Improving the accuracy of a neural network for digit recognition

I’m attempting to code a neural network to recognise handwritten characters currently using the mnist digit database. I’m specifically using a lower 14x14 resolution.

I created a new neural network which is initialised with the number of inputs necessary the number of hidden layers and the number of outputs. Then I train it based on the dataset using an 80/20 test train split. The sigmoid function is calculated before hand and an array of 200 is used to store values which I can then lookup.

The issue I have is that currently its not very accurate, and its probably due to the pre-processing i’m using for the characters i draw myself. I use a square 100 x 100 then crop around the colored pixels with and x and y padding of 9 pixels then use the processing resize function to set it to the correct size. Now I am aware that this causes particular issues with certain characters especially the number 1, which is stretched horizontally.

the first square grid is the training sets current card, then the testing sets current card, then the user input

but this one digit aside the rest display with acceptable proportions.

I then threshold the pixels above a certain value and pass it through the network.

Card loadImage(PImage image){
  
  tempCard = new Card();
  
  for (int i = 0; i < 196; i++) {
      if(red(image.pixels[i])<50)tempCard.inputs[i] = -10;
       if(red(image.pixels[i])>50)tempCard.inputs[i] = map(red(image.pixels[i])+20,0,255,-1,1); 
       else tempCard.inputs[i] = -1;map(red(image.pixels[i]),0,255,-1,1); 
    }
  return tempCard;
};

Now I may not have trained it long enough and that might be the reason for the errors, however even after just 1000000 training cycle its able to guess using the training set correctly about 90% of the time. And yet when I pass hand-drawn digits it fails very often. It clearly seems to be a problem with scaling as it recognises small digits actually fairly well but digits which take up nearly the whole drawing space it has great difficulty with.

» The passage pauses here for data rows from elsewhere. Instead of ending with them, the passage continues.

PR #245, opened 2020-08-16
Add (simple) error reporting when operator stages are unable to install.

### LINKED ISSUE #216: Custom Object doesn't provide feedback on invalid `spec.version`
**Describe the bug**
If `spec.version` is an invalid value, the KnativeServing or KnativeEventing object stays in a state that appears to be unreconciled (`Ready=Unknown`) with no errors described

**Expected behavior**
An error condition should be set and `Ready` should be `False`.

**To Reproduce**
1. Install the 0.16 operator.

1. Create a KnativeServing object like so:
   ```yaml
   kind: KnativeServing
   metadata:
     name: knative-serving
     namespace: knative-serving
   spec:
     version: "dummy"
   ```

1. Once reconciled, the object looks like this:

   ```yaml
   kind: KnativeServing
   metadata:
     annotations:
       kubectl.kubernetes.io/last-applied-configuration: |
         {"apiVersion":"operator.knative.dev/v1alpha1","kind":"KnativeServing","metadata":{"annotations":{},"name":"knative-serving","namespace":"knative-serving"},"spec":{"version":"dummy"}}
     creationTimestamp: "2020-07-26T15:15:21Z"
     finalizers:
     - knativeservings.operator.knative.dev
     generation: 1
     name: knative-serving
     namespace: knative-serving
     resourceVersion: "10700"
     selfLink: /apis/operator.knative.dev/v1alpha1/namespaces/knative-serving/knativeservings/knative-serving
     uid: ca90e686-2ab6-49fe-add3-f05de2f4dfed
   spec:
     version: dummy
   status:
     conditions:
     - lastTransitionTime: "2020-07-26T15:15:21Z"
       status: Unknown
       type: DependenciesInstalled
     - lastTransitionTime: "2020-07-26T15:15:21Z"
       status: Unknown
       type: DeploymentsAvailable
     - lastTransitionTime: "2020-07-26T15:15:21Z"
       status: Unknown
       type: InstallSucceeded
     - lastTransitionTime: "2020-07-26T15:15:21Z"
       status: Unknown
       type: Ready
     - lastTransitionTime: "2020-07-26T15:15:21Z"
       status: "True"
       type: VersionMigrationEligible
     observedGeneration: 1
   ```

Note that all of the statuses (except `VersionMigrationEligible`) have status "Unknown"

**Knative release version**
0.16.0

**Additional context**
I'm not sure this needs a cherrypick, but we should address it for 0.17 for sure.

evankanderson:
Fixes #216 

## Proposed Changes

* In several places, we `return err` to indicate that the reconciliation can't make progress. In these places, we should also set the status.

**Release Note**

```release-note
Errors during the installation process are now reported in the custom object status.
```


evankanderson:
Sample output:

```yaml
kind: KnativeServing
metadata:
  annotations:
    kubectl.kubernetes.io/last-applied-configuration: |
      {"apiVersion":"operator.knative.dev/v1alpha1","kind":"KnativeServing","metadata":{"annotations":{},"name":"knative-serving","namespace":"knative-serving"},"spec":{"version":"test"}}
  creationTimestamp: "2020-07-26T15:15:21Z"
  finalizers:
  - knativeservings.operator.knative.dev
  generation: 2
  name: knative-serving
  namespace: knative-serving
  resourceVersion: "223570"
  selfLink: /apis/operator.knative.dev/v1alpha1/namespaces/knative-serving/knativeservings/knative-serving
  uid: ca90e686-2ab6-49fe-add3-f05de2f4dfed
spec:
  version: test
status:
  conditions:
  - lastTransitionTime: "2020-07-26T15:15:21Z"
    status: Unknown
    type: DependenciesInstalled
  - lastTransitionTime: "2020-07-26T15:15:21Z"
    status: Unknown
    type: DeploymentsAvailable
  - lastTransitionTime: "2020-08-16T18:09:51Z"
    message: 'Install failed with message: stat : no such file or directory'
    reason: Error
    status: "False"
    type: InstallSucceeded
  - lastTransitionTime: "2020-08-16T18:09:51Z"
    message: 'Install failed with message: stat : no such file or directory'
    reason: Error
    status: "False"
    type: Ready
  - lastTransitionTime: "2020-07-26T15:15:21Z"
    status: "True"
    type: VersionMigrationEligible
  observedGeneration: 2
```

evankanderson:
It would probably be better if we also had the error coming back from the installation failure include the path that was trying to be `stat`ed, but that seems like a separate PR.

pkg/reconciler/common/stages.go
```diff
@@ -34,6 +34,7 @@ type Stages []Stage
 func (stages Stages) Execute(ctx context.Context, manifest *mf.Manifest, instance v1alpha1.KComponent) error {
 	for _, stage := range stages {
 		if err := stage(ctx, manifest, instance); err != nil {
+			instance.GetStatus().MarkInstallFailed(err.Error())
```
jcrossley3, line 37: This could yield confusing behavior, I think. Each "stage" is expected to set the condition that's appropriate for it. So the install stage should be the only stage to ever set the `InstallSucceeded` condition, i.e. call `MarkInstallFailed`. The term "install" in this context means "applied the manifest without error", but we won't be `Ready` until all the other conditions are met, e.g. `DeploymentsAvailable`.

So the way you have this written, the install stage might call `MarkInstallSucceeded` but if the subsequent stage that checks deployments returns an error, this line will overwrite it. That's not giving the user an accurate record of what happened, IMO.

pkg/reconciler/knativeeventing/knativeeventing.go
```diff
@@ -100,6 +100,7 @@ func (r *Reconciler) ReconcileKind(ctx context.Context, ke *v1alpha1.KnativeEven
 	}
 
 	if err := r.extension.Reconcile(ctx, ke); err != nil {
+		ke.Status.MarkInstallFailed(err.Error())
```
jcrossley3, line 103: ibid

pkg/reconciler/knativeserving/knativeserving.go
```diff
@@ -103,6 +103,7 @@ func (r *Reconciler) ReconcileKind(ctx context.Context, ks *v1alpha1.KnativeServ
 	}
 
 	if err := r.extension.Reconcile(ctx, ks); err != nil {
+		ks.Status.MarkInstallFailed(err.Error())
```
jcrossley3, line 106: ibid

pkg/reconciler/common/stages.go
evankanderson: Good point!

I've switched these to all simply set `Ready = False` if there's an error, with an "Internal error" message. (And tests added.)

I may see about upstreaming this into `pkg` as well, as it seems like any Reconcile that returns an error should probably signal that in the resource's condition somehow.

evankanderson:
Updated, and added a test for a stage that actually sets a failure condition and then returns an error as well.

pkg/reconciler/common/stages.go
```diff
@@ -96,3 +100,20 @@ func DeleteObsoleteResources(ctx context.Context, instance v1alpha1.KComponent,
...
 	}
 }
+
+// SetErrorConditionIfIndeterminate marks the instance's Conditions as not Ready
+// if no existing error has been signaled. If Ready is already False, it does
+// not change the existing error reporting. This exists to ensure that errors
+// are reported to the user even if the underlying functions do not explicitly
+// set conditions on the instance.
+func SetErrorConditionIfIndeterminate(err error, instance v1alpha1.KComponent) {
+	if !instance.GetStatus().GetCondition(apis.ConditionReady).IsFalse() {
```
jcrossley3, line 110: The double negative here is confusing. What does "not isFalse" mean exactly here? GetStatus().IsReady()?

pkg/reconciler/common/stages.go
```diff
@@ -96,3 +100,20 @@ func DeleteObsoleteResources(ctx context.Context, instance v1alpha1.KComponent,
...
+		instance.GetStatus().SetConditions(apis.Conditions{
+			apis.Condition{
+				Type:    apis.ConditionReady,
+				Status:  v1.ConditionFalse,
+				Reason:  "StageError",
+				Message: "Internal error: " + err.Error(),
+			}})
```
jcrossley3, line 117: Overwriting all the conditions with just a single one here makes me nervous. Is there no risk of losing any condition set by a previous stage?

jcrossley3 (commented):
I think I would rather account for what I think you're accounting for by adding another condition (internal error?) instead of overwriting all of them. 

Or am I completely misunderstanding this use case?

maximilien (approved):
New here... but seems fine to me
/ok-to-test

As you can see apart from the slight horizontal distortion though the numbers seem to come out fairly well.

many thanks guys.

also whilst I’m at it Any chance someone could check through the neuron class I coded up its uses a code from various sources, as it didnt originally contain a bias variable so I’m not sure I’ve implemented it correctly, it doesnt seem to impact result greatly and still produces around 90 + % accuracy depending on what learning rate I use and how deep the hidden layers are.

/*

 Charles Fried - 2017
 ANN Tutorial 
 Part #2
 
 NEURON
 
 This class is for the neural network, which is hard coded with three layers: input, hidden and output
 
 */


class Neuron {

  Neuron [] inputs; // Strores the neurons from the previous layer
  float [] weights,biases;
  float output,error,errorW,errorB;

  Neuron() {
    error = 0.0;
  }

  Neuron(Neuron [] p_inputs) {

    inputs = new Neuron [p_inputs.length];
    weights = new float [p_inputs.length];
    biases = new float [p_inputs.length];
    
    error = 0.0;
    errorB = 0.0;
    errorW = 0.0;
    
    for (int i = 0; i < inputs.length; i++) {
      
      inputs[i] = p_inputs[i];
      weights[i] = random(-1.0, 1.0);
      biases[i] = random(-1.0, 1.0);
    }
  };

  void respond() {

    float input = 0.0;
    float bias = 0.0;
    for (int i = 0; i < inputs.length; i++) {
      
      input += inputs[i].output * weights[i];
      bias += inputs[i].output * biases[i];
    }
    output = lookupSigmoid(input+ bias);
    error = 0.0;
    errorW = 0;
    errorB = 0;
  };
  
  void respondDeep(){
    float input = 0.0;
    float bias = 0.0;
    for (int i = 0; i < inputs.length; i++) {
      input += inputs[i].output * weights[i] ;
      bias += inputs[i].output * biases[i];
    }
    output = lookupSigmoid(input+bias);
    error = 0;
    errorW = 0;
    errorB = 0;
  };
  
  

  void setError(float desired) {
    error = desired - output;
    //errorW = error - errorB;
  };

  void train() {

    float delta = (1.0 - output) * (1.0 + output) * error * LEARNING_RATE;
    
    for (int i = 0; i < inputs.length; i++) {
      
      inputs[i].error += (weights[i] )* error + biases[i] * error;
      //inputs[i].errorW += (weights[i] )* errorW ;
      //inputs[i].errorB +=  biases[i] * errorB;
      //inputs[i].errorB += (biases[i] )* error;
      
      weights[i] += inputs[i].output * delta;
    }
  };

  void display() {
    stroke(200);
    rectMode(CENTER);
    fill(128 * (1 - output));
    rect(0, 0, 16, 16);
  };
  
};

There’s only one bias per neuron. Not one for each weight. calculation should be

As an activation function ReLU would probably work better than sigmoid. It’s so much faster to calculate and at least in deep neural networks it gives about as good results as sigmoid.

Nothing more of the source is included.